Il y a un an, en juillet 2003, l’agence internationale de mannequins Elite découvre un nouvel eldorado de la beauté féminine : le Kenya. Aussitôt dit, aussitôt fait, l’agence ouvre un bureau et engage Lindsey McIntyre pour partir à la recherche de la nouvelle Naomi Campbell, entre Mombasa et Kisumu, Moyale et Nakuru. La beauté androgyne d’Ajuma Nasenyana, athlète originaire de Lodwar, promet des défilés au puissant goût d’Afrique. Les professionnels cherchent l’exotisme, bien sûr. Mais il n’y a pas que ça : la frivole industrie de la mode accuse le coup après les attentats du 11 septembre 2001, et l’Afrique est riche en filles minces et belles qui n’ont pas d’astronomiques exigences salariales… Et puis, comme le souligne le quotidien britannique The Independent, « les couturiers occidentaux et les journalistes de mode adorent les histoires terribles que charrient la plupart des mannequins africaines. Alek Wek vient de la zone de guerre du Sud-Soudan et se rappelle les balles qui venaient frapper contre les murs de sa chambre. Waris Dirie a écrit comment elle fut excisée à l’aide d’un simple couteau. Iman, elle, se souvient de sa vie de réfugiée somalienne. »

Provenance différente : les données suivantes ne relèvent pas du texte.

PR #581, opened 2025-06-05
Remove nonequilibrium phase partition dependency

oalcabes:
Remove nonequilibirum phase partition dependency

### DIFF
--- a/src/MicrophysicsNonEq.jl
+++ b/src/MicrophysicsNonEq.jl
@@ -83,10 +83,8 @@ function conv_q_vap_to_q_liq_ice_MM2015(
         Rᵥ = TD.Parameters.R_v(tps)
         Lᵥ = TD.latent_heat_vapor(tps, T)
 
-        q = TD.PhasePartition(q_tot, q_liq + q_rai, q_ice + q_sno)
-        #cₚ_air = TD.cp_m(tps, q_tot, q_liq + q_rai, q_ice + q_sno)
-        cₚ_air = TD.cp_m(tps, q)
-        qᵥ = TD.vapor_specific_humidity(q)
+        qᵥ = q_tot - q_liq - q_ice - q_rai - q_sno
+        cₚ_air = TD.cp_m(tps, q_tot, q_liq + q_rai, q_ice + q_sno)
 
         pᵥ_sat_liq = TD.saturation_vapor_pressure(tps, T, TD.Liquid())
         qᵥ_sat_liq = TD.q_vap_saturation_from_density(tps, T, ρ, pᵥ_sat_liq)
@@ -115,10 +113,8 @@ function conv_q_vap_to_q_liq_ice_MM2015(
         Rᵥ = TD.Parameters.R_v(tps)
         Lₛ = TD.latent_heat_sublim(tps, T)
 
-        q = TD.PhasePartition(q_tot, q_liq + q_rai, q_ice + q_sno)
-        #cₚ_air = TD.cp_m(tps, q_tot, q_liq + q_rai, q_ice + q_sno)
-        cₚ_air = TD.cp_m(tps, q)
-        qᵥ = TD.vapor_specific_humidity(q)
+        qᵥ = q_tot - q_liq - q_ice - q_rai - q_sno
+        cₚ_air = TD.cp_m(tps, q_tot, q_liq + q_rai, q_ice + q_sno)
 
         pᵥ_sat_ice = TD.saturation_vapor_pressure(tps, T, TD.Ice())
         qᵥ_sat_ice = TD.q_vap_saturation_from_density(tps, T, ρ, pᵥ_sat_ice)


src/MicrophysicsNonEq.jl
```diff
@@ -76,18 +76,20 @@ The formulation is based on Morrison and Grabowski 2008 and
 Morrison and Milbrandt 2015
 """
 function conv_q_vap_to_q_liq_ice_MM2015(
-    (; τ_relax)::CMP.CloudLiquid,
+    (; τ_relax)::CMP.CloudLiquid{FT},
```
trontrytel, line 79: FT is not defined here. I think thats why none of the tests are passing right now with this PR

src/MicrophysicsNonEq.jl
```diff
@@ -101,18 +103,38 @@ function conv_q_vap_to_q_liq_ice_MM2015(
     end
 end
 function conv_q_vap_to_q_liq_ice_MM2015(
-    (; τ_relax)::CMP.CloudIce,
+    (; τ_relax)::CMP.CloudLiquid{FT},
```
trontrytel, line 106: Same as the above

parcel/ParcelTendencies.jl
```diff
@@ -311,9 +313,9 @@ function deposition(params::NonEqDepParams, PSD, state, ρ_air)
 
     (; tps, ice, dt) = params
 
-    q = TD.PhasePartition(qᵥ + qₗ + qᵢ, qₗ, qᵢ)
+    qₜ = qᵥ + qₗ + qᵢ
 
-    dep_rate = MNE.conv_q_vap_to_q_liq_ice_MM2015(ice, tps, q, ρ_air, T)
+    dep_rate = MNE.conv_q_vap_to_q_liq_ice_MM2015(ice, tps, qₜ, qₗ, qᵢ, ρ_air, T)
```
trontrytel, line 318: You chose to return the unlimited tendency for condensation but you are keeping the old limiters for deposition?

src/MicrophysicsNonEq.jl
```diff
@@ -101,18 +103,38 @@ function conv_q_vap_to_q_liq_ice_MM2015(
...
     tps::TDP.ThermodynamicsParameters,
     q::TD.PhasePartition,
     ρ,
     T,
 )
+
+    override_file = Dict(
```
trontrytel, line 113: Why do you need to create and override any dictionaries here? You already get the timescale as one of the arguments

src/MicrophysicsNonEq.jl
trontrytel, line 106: This should be for `CloudIce`?

src/MicrophysicsNonEq.jl
```diff
@@ -101,18 +103,38 @@ function conv_q_vap_to_q_liq_ice_MM2015(
...
+        "condensation_evaporation_timescale" =>
+            Dict("value" => τ, "type" => "float"),
+    )
+    liquid_toml_dict = CP.create_toml_dict(FT; override_file)
+    liquid = CMP.CloudLiquid(liquid_toml_dict)
+
+    conv_q_vap_to_q_liq_ice_MM2015(liquid, tps, q.tot, q.liq, q.ice, ρ, T)
+
+end
+function conv_q_vap_to_q_liq_ice_MM2015(
```
trontrytel, line 123: Could you provide wrapper functions that still accept `PhasePartition` as argument for both liquid and ice?

test/gpu_tests.jl
```diff
@@ -119,7 +119,9 @@ end
         output[1, i] = CMN.conv_q_vap_to_q_liq_ice_MM2015(
             liquid,
             tps,
-            TD.PhasePartition(qᵥ_sl[i]),
```
trontrytel, line 122: Could we keep both the `PhasePartition` and the new version in the GPU tests?

test/microphysics_noneq_tests.jl
```diff
@@ -66,25 +66,25 @@ function test_microphysics_noneq(FT)
         pᵥ_si = TD.saturation_vapor_pressure(tps, T, TD.Ice())
         qᵥ_si = TD.q_vap_saturation_from_density(tps, T, ρ, pᵥ_si)
 
-        qₚ(qᵥ) = TD.PhasePartition(FT(qᵥ))
+        #qₚ(qᵥ) = TD.PhasePartition(FT(qᵥ))
```
trontrytel, line 69: Could we keep both the new one and `PhasePartition` one in tests? Or if you want to have one, then I would keep the `PhasePartition` one. Since internally it should be calling the new version

test/performance_tests.jl
```diff
@@ -284,7 +284,7 @@ function benchmark_test(FT)
     bench_press(
         FT,
         CMN.conv_q_vap_to_q_liq_ice_MM2015,
-        (liquid, tps, TD.PhasePartition(FT(0.00145)), FT(0.8), FT(263)),
+        (liquid, tps, FT(0.00145), FT(0), FT(0), FT(0.8), FT(263)),
```
trontrytel, line 287: Same as for the other tests - either lets keep the `PhasePartition` version (as it calls the new one) or both

oalcabes: thanks for all the notes and for catching some of the typos! i shall add

src/MicrophysicsNonEq.jl
oalcabes: nvm i am dumb

trontrytel (approved):
LGTM! Feel free to merge it in if you would like. If not I'll include it in my thermodynamics refactor PR

PR #582, opened 2025-06-06
rft: remove P3Distribution struct

haakon-e:
## Purpose 

This PR makes necessary changes to have P3 sources be compatible with broadcast expressions in `ClimaAtmos.jl`. Notably, I completely remove the `P3Distribution` struct, which was intended to simplify (and reduce errors) in internal calculations. Unfortunately, because this struct bundled the `P3State`, which bundled the `CMP.ParametersP3`, a broadcast expression that would find the P3 distribution parameters would store unnecessarily much data (notably copies of all the P3 parameters).

Further, because `F_rim` in `P3State` is computed from `L_rim / L_ice`, it's a bit odd to store `L_ice` in `P3Distribution` and `F_rim` in `P3State`. Thus, it makes more sense for `L_ice` (and `N_ice`) to live in `P3State` (they are, after all, the prognostic "P3 State" variables). This leaves us with only `log_λ` and `log_N₀` left in `P3Distribution`. Since the latter is computed from the former, it can also be left out. Thus we're left with little reason to have a `P3Distribution` struct at all.

The new setup is thus to store `params`, `L_ice`, `N_ice`, `F_rim`, `ρ_rim` in `P3State`. The `P3State` is only used internally, and should not be included in any "external API". There should be minimal overhead by using this struct instead of separate arguments to internal functions.

For distribution-dependent functions, we now pass `state, logλ` where we previously passed `dist` (`P3Distribution`).

## Content

P3_particle_properties.jl:
- move `L` and `N` to `P3State` struct (now called `L_ice` and `N_ice`)
- update `get_state` to take `L_ice` and `N_ice` as keyword arguments
- remove `get_parameters`, `threshold_tuple`
- add `get_segments`. used for analytical integration over mass
P3_size_distribution.jl:
- rename `log∫DⁿmN′dD` -> `logmass_gamma_moment`
    - refactored to fetch mass coeffs using `ice_mass_coeffs`
- rename `log_integrate_moment_psd` -> `loggamma_inc_moment`
- rename `log_L_div_N` -> `logLdivN`
- remove `log_L_div_N₀`, `log_N_div_N₀` (see `logLdivN` for calculation)
- remove `P3Distribution` struct
  - implies that these functions now take `state, logλ` as arguments:
    `logN′ice`, `N′ice`, `get_μ`, `logmass_gamma_moment`, `logLdivN`,
    `∫fdD`, `integral_bounds`, `D_m`, `ice_terminal_velocity_number_weighted`,
    `ice_terminal_velocity_mass_weighted`
- remove `get_distribution_parameters` (returned `P3Distribution` struct)
- replaced by `get_distribution_logλ` (now returns `logλ`, Float value)
- similarly, replace `get_distribution_parameters_all_solutions` by
    `get_distribution_logλ_all_solutions` (now returns vector of `logλ` values)
Elsewhere:
- update docs / docs-plots
- update tests

----

### DIFF
--- a/src/P3_processes.jl
+++ b/src/P3_processes.jl
@@ -47,10 +47,11 @@ function het_ice_nucleation(
 end
 
 """
-    ice_melt(p3, Chen2022, aps, tps, Tₐ, ρₐ, dt; ∫kwargs...)
+    ice_melt(state, logλ, Chen2022, aps, tps, Tₐ, ρₐ, dt; ∫kwargs...)
 
 # Arguments
- - `dist`: a [`P3Distribution`](@ref) object
+ - `state`: a [`P3State`](@ref) object
+ - `logλ`: the log of the slope parameter [log(1/m)]
  - `Chen2022`: struct containing Chen 2022 velocity parameters
  - `aps`: air properties
  - `tps`: thermodynamics parameters
@@ -64,7 +65,7 @@ end
 Returns the melting rate of ice (QIMLT in Morrison and Mildbrandt (2015)).
 """
 function ice_melt(
-    dist::P3Distribution, Chen2022::CMP.Chen2022VelType,
+    state::P3State, logλ, Chen2022::CMP.Chen2022VelType,
     aps::CMP.AirProperties, tps::TDP.ThermodynamicsParameters,
     Tₐ, ρₐ, dt;
     ∫kwargs = (;),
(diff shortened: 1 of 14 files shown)


src/P3_processes.jl
```diff
@@ -75,25 +76,26 @@ function ice_melt(
...
     # only consider melting (not fusion)
     dLdt = max(0, dLdt)
     # compute change of N_ice proportional to change in L
-    dNdt = N / L * dLdt
+    dNdt = N_ice / L_ice * dLdt
 
     # ... and don't exceed the available number and mass of water droplets
-    dNdt = min(dNdt, N / dt)
-    dLdt = min(dLdt, L / dt)
+    dNdt = min(dNdt, N_ice / dt)  # TODO: Apply limiters in CA.jl
```
trontrytel, line 98: Do you want to keep that limiter here?

trontrytel (approved):

src/P3_processes.jl
haakon-e: No, I don't think I really want any limiters in CM, but I'll go through and remove them in a future PR (maybe even the next one!)

PR #585, opened 2025-06-10
Update non-equilibrium microphysics API

trontrytel:
This PR adds an option to call non-equilibrium cloud formation without using the `TD.PhasePartition`. This is a breaking change for the API.

### DIFF
--- a/src/MicrophysicsNonEq.jl
+++ b/src/MicrophysicsNonEq.jl
@@ -31,41 +31,33 @@ deposition of cloud ice.
 τ_relax(p::CMP.CloudIce) = p.τ_relax
 
 """
-    conv_q_vap_to_q_liq_ice(liquid, q_sat, q)
-    conv_q_vap_to_q_liq_ice(ice, q_sat, q)
+    conv_q_vap_to_q_liq_ice(params, q_sat, q_)
 
- - `liquid` or `ice` - a struct with cloud water or ice free parameters
- - `q_sat` - PhasePartition at equilibrium
- - `q` - current PhasePartition
+ - `params` - a struct with cloud water or ice free parameters
+ - `q_sat` - liquid or ice equilibrium specific contents
+ - `q_`` - current liquid or ice specific contants
 
 Returns the cloud water tendency due to condensation and evaporation
 or cloud ice tendency due to sublimation and vapor deposition.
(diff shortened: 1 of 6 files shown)


trontrytel:
Not sure why, but the tests in the CI are running with the v0.23 version. I'll fix it tomorrow

haakon-e (approved):
Looks very reasonable to me!

src/MicrophysicsNonEq.jl
```diff
@@ -31,41 +31,34 @@ deposition of cloud ice.
 τ_relax(p::CMP.CloudIce) = p.τ_relax
 
 """
-    conv_q_vap_to_q_liq_ice(liquid, q_sat, q)
-    conv_q_vap_to_q_liq_ice(ice, q_sat, q)
+    conv_q_vap_to_q_liq_ice(params, q_sat, q_)
+    conv_q_vap_to_q_liq_ice(params, q_sat::PhasePartition, q_::PhasePartition)
```
sajjadazimi, line 35: I don't find the implementation of this function (with phase partition)!

trontrytel: Thanks for catching it! I decided to keep it for now, just in case we need something simple for testing. But I deleted the option to pass in `PhasePartition`

src/MicrophysicsNonEq.jl
```diff
@@ -78,15 +71,22 @@ Morrison and Milbrandt 2015
 function conv_q_vap_to_q_liq_ice_MM2015(
     (; τ_relax)::CMP.CloudLiquid,
     tps::TDP.ThermodynamicsParameters,
-    q::TD.PhasePartition,
+    q_tot,
+    q_liq,
+    q_ice,
+    q_rai,
+    q_sno,
```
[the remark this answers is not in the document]
trontrytel: Agreed! I followed the pattern from 1-moment microphysics and Atmos, where I assumed I have those four variables. But from the point of view of the non-equilibrium module this is not necessary. 

One tiny detail is that right now I compute any tendency if I have vapor or cloud condensate present (excluding precipitation). This (I think) makes sense from the 1-moment microphysics rain formation point of view, where rain rain evaporation and snow sublimation are handled by different terms. 

So I would vote to keep it as is for now and revisit once we have a single category scheme for warm rain processes

Issue #572, opened 2025-05-28
`ExampleNonEq.jl` crashes in Julia 1.11.5


haakon-e:
Run from `docs` environment:
```Julia
julia> include("../parcel/Example_NonEq.jl")
┌ Info: using τ value 
└   τ = 10.0
┌ Info: relaxations:
│   liquid.τ_relax = 10.0
└   ice.τ_relax = 10.0
┌ Warning: Using arrays or dicts to store parameters of different types can hurt performance.
│ Consider using tuples instead.
└ @ SciMLBase ~/.julia/packages/SciMLBase/Ha7rZ/src/performance_warnings.jl:33

[1133] signal 11 (2): Segmentation fault: 11
in expression starting at ~/CloudMicrophysics.jl/parcel/Example_NonEq.jl:85
_ZL13getSameOpcodeN4llvm8ArrayRefIPNS_5ValueEEERKNS_17TargetLibraryInfoEj at ~/.julia/juliaup/julia-1.11.5+0.aarch64.apple.darwin14/lib/julia/libLLVM.dylib (unknown line)
Allocations: 38727004 (Pool: 38725628; Big: 1376); GC: 76
zsh: segmentation fault  julia
```

haakon-e:
I traced it to running
```Julia
ODE.solve(
        problem,
        ODE.Euler(),
        dt = pp.const_dt,
        reltol = 100 * eps(FT),
        abstol = 100 * eps(FT),
    )
```
within `CM.jl/parcel/ParcelModel.jl:L344`:
```Julia
infil> ODE.solve(
               problem,
               ODE.Euler(),
               dt = pp.const_dt,
               reltol = 100 * eps(FT),
               abstol = 100 * eps(FT),
           )

[3019] signal 11 (2): Segmentation fault: 11
in expression starting at none:1
_ZL13getSameOpcodeN4llvm8ArrayRefIPNS_5ValueEEERKNS_17TargetLibraryInfoEj at ~/.julia/juliaup/julia-1.11.5+0.aarch64.apple.darwin14/lib/julia/libLLVM.dylib (unknown line)
Allocations: 45669279 (Pool: 45667770; Big: 1509); GC: 42
zsh: segmentation fault  julia --proj
```

PR #589, opened 2025-06-12
Add Julia v1.11 to CI

trontrytel:
This PR updates our non-buildkite CI (gihub-CI, docs and code-coverage) to Julia v.1.11. 

Also fixes: https://github.com/CliMA/CloudMicrophysics.jl/issues/572

I have no idea why - but what fixed the segfault locally for me was to replace 

```
    return ifelse(
        cond_rate > FT(0),
        min(cond_rate, limit(qᵥ, dt, 1)),
        -min(abs(cond_rate), limit(qₗ, dt, 1)),
    )
```
by

```
    cond_limit = min(cond_rate, limit(qᵥ, dt, 1))
    evap_limit = min(abs(cond_rate), limit(qₗ, dt, 1))
    ret = ifelse(cond_rate > FT(0), cond_limit, -1 * evap_limit)
    return ret
```

Lets see if that also works in the cloud

### DIFF
--- a/.github/workflows/CodeCov.yml
+++ b/.github/workflows/CodeCov.yml
@@ -15,7 +15,7 @@ jobs:
     - name: Set up Julia
       uses: julia-actions/setup-julia@latest
       with:
-        version: '1.10'
+        version: '1.11'
 
     - name: Test with coverage
       env:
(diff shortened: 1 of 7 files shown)


oalcabes (approved):
Looks good to me!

Las ! L’engouement fait long feu. Les « chasseurs de têtes » kényans ne trouvent pas suffisamment de sponsors pour financer des concours de beauté. Incapable d’atteindre ses objectifs, Elite doit fermer son bureau. En cause ? La rude concurrence du monde de la mode où les mannequins africains sont encore plus handicapés que les autres. Moins de 3 % des modèles sont noirs, et les couturiers considèrent que le marché auquel ils s’adressent est composé majoritairement de Blancs. Aubusch Little, porte-parole d’Elite, confiait ainsi à The Independent : « Le problème n’est pas que les agences ne veulent pas de mannequins noirs, mais plutôt que les clients n’en veulent pas. Ils pensent qu’ils vendront plus de produits avec des Blancs, même si nous, nous pensons que cette idée est fausse. » Ce n’est pas tout : les mannequins africains refusent aussi, de plus en plus souvent, de se plier aux demandes d’une industrie qui les voit trop souvent en princesses de la savane, drapées dans des peaux de léopard, et qui de surcroît les paie quatre fois moins que les modèles occidentaux. Et inutile d’évoquer les problèmes de passeports et d’immigration…
Désormais, Lyndsey McIntyre poursuit seule sa route, au Kenya, où elle dirige sa propre agence, Surazuri. « Les gens croient que je peux réaliser leurs rêves, mais, aujourd’hui, je me sens comme un assassin de rêves. Je dois dire aux mannequins que ce milieu est plus dur qu’elles ne croient et qu’elles ont peu de chances de réussir », soupire-t-elle, désenchantée.